In my practice, most patients can and do have a subvastus approach, and I’ve incorporated this into my knee replacement technique since 2022.

I’m genuinely proud to be able to offer this approach to my patients. When combined with multimodal anesthesia, modern alignment strategies, and precise implant placement, I’ve found it to be a helpful adjunct in improving early recovery and patient experience.

What the Research Shows

This isn’t a new idea-it’s an approach that’s been around for decades. What’s changed is our focus on early recovery and minimizing tissue disruption.

Studies comparing subvastus to more traditional approaches generally show:

  • Less pain and improved early function (especially in the first ~4–6 weeks)
  • Earlier return of quadriceps strength and straight-leg raise
  • Similar outcomes by 3–6 months and beyond

In other words:

It may help you feel better sooner, but long-term results are similar regardless of approach.

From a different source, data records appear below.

PR #200, opened 2025-01-07
fix: http workers pass their own id

benfdking:
**FIRST COMMIT**

Currently, stats are written to the store by the Queue class, and before a Queue instance contains a UUID used to identify the worker.

When a Postgres or Redis Queue is created inside a worker, the ID will be unique to that worker, and the stats are stored as expected. In this case, a Queue instance is created with a unique ID wrapped in a Worker class, which then pushes the stats to the store with the ID from that queue instance, which is unique to that worker. 

This is currently not quite the case with HTTP. In an HTTP Proxy scenario, the proxy creates a Queue instance that contains a unique ID for the worker, as is done in the case of Redis and Postgres. When an HTTP worker Queue is created, this instance will contain the unique ID representative of that worker. When, however, the HTTP worker reports its stats, these, rather than being associated with the ID associated with the worker, are related to the ID of the queue instance in the proxy server.

This allows the stats to be attributed to the worker id rather than the id in the proxy. 

**SECOND COMMIT**

In the second commit, I corrected what I think is a semantic error: a queue should not have a worker_id, currently stored under `uuid` in a Queue instance. The second commit removes this id and puts it inside a Worker instance.

### DIFF
--- a/saq/types.py
+++ b/saq/types.py
@@ -63,9 +63,9 @@ class QueueInfo(t.TypedDict):
     "A truncated list containing the jobs that are scheduled to execute soonest"
 
 
-class QueueStats(t.TypedDict):
+class WorkerStats(t.TypedDict):
     """
-    Queue Stats, could also be used for Worker Stats
+    Worker Stats
     """
 
     complete: int
--- a/saq/types.py
+++ b/saq/types.py
@@ -65,7 +65,7 @@ class QueueInfo(t.TypedDict):
 
 class QueueStats(t.TypedDict):
     """
-    Queue Stats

It’s One Piece of the Puzzle

The approach is just one variable I consider when planning your surgery, along with:

  • Implant design and shape
  • Alignment strategy (kinematic, functional, mechanical)
  • Use of technology, including robotic assistance

A subvastus approach can be performed with or without robotic assistance.

Other sections of this site go into detail on each of these topics so you can understand how they all work together.

Not One-Size-Fits-All

While I use the subvastus approach in most patients, it’s not always the best choice.

  • If there is severe patellar (kneecap) arthritis, I may use a small midvastus approach to ensure I can properly access and resurface the patella.
  • In revision surgeries or certain prior incisions, a different approach may be safer.
  • If exposure becomes too limited, forcing a “small door” can actually increase risk

There are also some tradeoffs:

  • Access to the patella can be more challenging
  • If the dissection extends too far upward, there can be more bruising or bleeding due to small blood vessels in that area

The Bottom Line

The subvastus approach is not a different knee replacement—it’s simply a way to access the knee.

  • It allows for a muscle-sparing pathway that can improve early recovery in many patients
  • The best approach is individualized based on your anatomy and surgical needs

My goal is always the same “Do the operation safely, place the implants precisely, and give you the best possible outcome” using the least traumatic path to get there.